Previous research has shown comparable clinical IVF outcomes between the receptive and non-receptive phases. For instance, a study by Mahajan [
15] found that the ongoing PR was 42% (20 of 48) in women classified as receptive and 44.5% (eight of 18) in those classified as non-receptive, with the number of previous failed cycles ranging from 2 to 6. Similarly, a study by Hashimoto et al. [
16] reported an LBR of 23.7% (14 of 59) in receptive patients and 16.7% (3 of 18) in the non-receptive group, with mean numbers of previous failed cycles of 7.1 and 7.8, respectively. In a study by Patel et al. [
17], the ongoing PR was 32.4% (24 of 74) in the receptive and 63.6% (7 of 11) in the non-receptive group, with average numbers of previous failed cycles of 3.6 and 4.0, respectively. Two additional studies have also reported comparable clinical IVF outcomes between the receptive and non-receptive phases [
18,
19].
In the present study, the likelihood of ongoing pregnancy was negatively associated with the woman’s age and positively associated with the quality of the frozen blastocyst. These two parameters are widely recognized as predictors of successful pregnancy in conventional frozen ET cycles. Our team has also previously reported that a high-quality frozen blastocyst score at transfer (≥38.3) is a significant factor associated with clinical pregnancy [
22]. Our current findings suggest that even in women with RIF undergoing pET using ERA, the probability of pregnancy remains associated with the quality of the frozen blastocyst.
Recently, ongoing debate has been held over the limitations of the ERA [
23]. In their review article, Ben Rafael [
24] described the ERA as an “unproven technology.” Despite this, few reports have addressed the efficacy of the ERA in women with RIF [
8-
11]. This underscores the urgent need for additional research on this topic. Our findings suggest that the age of the woman and the quality of the blastocyst should be considered as potential confounding factors in any research conducted on the efficacy of the ERA.
Furthermore, the combination of the ERA and endometrial immune profiling has been reported to potentially hold more clinical value than using either the ERA or immune profiling independently in women with RIF [
25]. Therefore, this adjunctive strategy should also be considered when utilizing the ERA in women with RIF.

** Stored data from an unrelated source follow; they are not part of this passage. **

PR #1501, opened 2022-02-08
expose option to force remove the OSD in osd removal template

subhamkrai:

### DIFF
--- a/controllers/storagecluster/job_templates.go
+++ b/controllers/storagecluster/job_templates.go
@@ -34,6 +34,8 @@ var osdCleanupArgs = []string{
 	"osd",
 	"remove",
 	"--osd-ids=${FAILED_OSD_IDS}",
+	"--force-osd-removal",
+	"${FORCE_OSD_REMOVAL}",
 }
 
 // ensureCreated ensures if the osd removal job template exists
@@ -84,6 +86,17 @@ OSD removal is an advanced use case.
 In the event of errors or invalid user inputs,
 the Job will attempt to remove as many OSDs as can be processed and complete without returning an error condition.
 Users should always check for errors and success in the log of the finished OSD removal Job.`,
+			},
+			{
+				Name:        "FORCE_OSD_REMOVAL",
+				DisplayName: "Force OSD Removal",
+				Required:    false,
+				Value:       "false",
+				Description: `
+A flag indicating whether the OSD should be forcefully removed. Valid values are true or false.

WOI displacement is an endometrial cause of embryo implantation failure, particularly in women with RIF. Consequently, a need exists for a more accurate tool to assess endometrial receptivity, beyond the conventional ERA. This tool would guide the optimal timing of ET with greater precision. Efforts to develop such a tool are ongoing. In a retrospective study conducted in Japan, a new endometrial receptivity test, known as ERPeakSM, was used in women with RIF. The findings indicated that the clinical PR (37.7% vs. 20.0%) and LBR (29.9% vs. 9.7%) were significantly higher in the pET group compared to the non-pET patients [
26]. Furthermore, a study from China reported that an RNA-Seq-based endometrial receptivity test tool, which uses transcriptomic biomarkers, was effective in improving the clinical PR in women with RIF [
27].
The primary limitations of this study stem from its retrospective nature. Additionally, the study was conducted with a small population from a single clinic. Despite these limitations, the strength of this study lies in its uniqueness; it is one of the few studies that have investigated the factors influencing clinical and ongoing PRs in women with RIF undergoing the ERA.
While the ERA may be viewed as an unproven technology, it can also be seen as a worthwhile option for women with intractable RIF. Furthermore, given the scarcity of studies addressing the efficacy of the ERA in women with RIF, a need exists for additional well-designed studies to confirm the clinical value of the ERA and identify specific populations that may benefit from this technology.